▸ **ACTION ITEM**
All entries shown below should be duplicated character for character.

▸ **SUPPLIED ENTRIES**
Issue #558, opened 2020-12-28
Import core go libraries from anywhere


ljupcovangelski:
We need to make our go libraries importable from anywhere.

ljupcovangelski:
This is already part of #466

PR #559, opened 2020-12-28
[#558] Change public name of go modules

ljupcovangelski:


ljupcovangelski:
Another issue needs to be referenced.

▸ **RESPONSE BELOW**
Issue #558, opened 2020-12-28
Import core go libraries from anywhere


ljupcovangelski:
We need to make our go libraries importable from anywhere.

ljupcovangelski:
This is already part of #466

PR #559, opened 2020-12-28
[#558] Change public name of go modules

ljupcovangelski:


ljupcovangelski:
Another issue needs to be referenced.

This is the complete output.